The key advantages of cryptocurrency are two-fold: firstly, it supports cross border flows of value efficiently. Secondly, it has become perceived by some as a universal store of value (albeit volatile), in a similar way to gold and other precious metals have traditionally been, but without the transport and storage costs. Clearly both of these attributes also make it popular with criminals and this overlap is leading to increasing scrutiny by regulators from the US, China and elsewhere.
Barriers to becoming a global currency
China has perhaps gone furthest fastest, moving from being the capital of Bitcoin mining to banning all crypto-exchanges and transactions for Chinese nationals within 12 months. Whilst enforcement will not be easy, it is likely that China’s centrist system has a better chance than most. For countries like China, the opportunity to displace unregulated crypto with a state backed digital currency is one a proto super-state wouldn’t want to miss out on. Similarly, it seems likely that the US would be foolish to give up its privilege to control the worlds primary reserve currency without a fight.

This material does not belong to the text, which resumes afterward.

PR #489, opened 2018-11-08
Remove recurrence keys if `_EventRecurrence` is deleted

mitogh:
Remove the keys associated with the event:

- `_tribe_blocks_recurrence_exclusions`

In terms of barriers to becoming a global currency one of the key hurdles is to become a medium in which consumers and businesses can borrow. Without the ability to borrow, the economy would grind to a halt – consumers need to buy houses and cars, businesses need to buy equipment and stock. You need to borrow in the same currency as you earn revenue in, or otherwise be faced with the additional costs of exchange rate risk. Without this ability much of the sophisticated economic activity we see across the world is not possible.
Debt formation is typically seen as the primary route by which money is created. Every time a unit of money is lent out to a borrower, spent and then re-deposited by the recipient; it can then be re-lent again; each spin of the cycle creating more money in circulation. History shows us that this all works great, until it doesn’t. Recessions are a long-term feature of all economies. During a recession debtors can’t repay their debts and weaker banks can therefore go bust. To protect against this, governments regulate banks to ensure that they can’t take deposits or lend without sufficient reserves.
Trust and monetary stability
Currently the major international regulators are not willing to provide permissions for institutions to take interest bearing deposits or lend them out in cryptocurrency. Where it is happening, it is unregulated and come the next recession, depositors may well be at risk. This will create a lack of trust in crypto-deposit taking institutions and may become a major blocker to further crypto-currency use.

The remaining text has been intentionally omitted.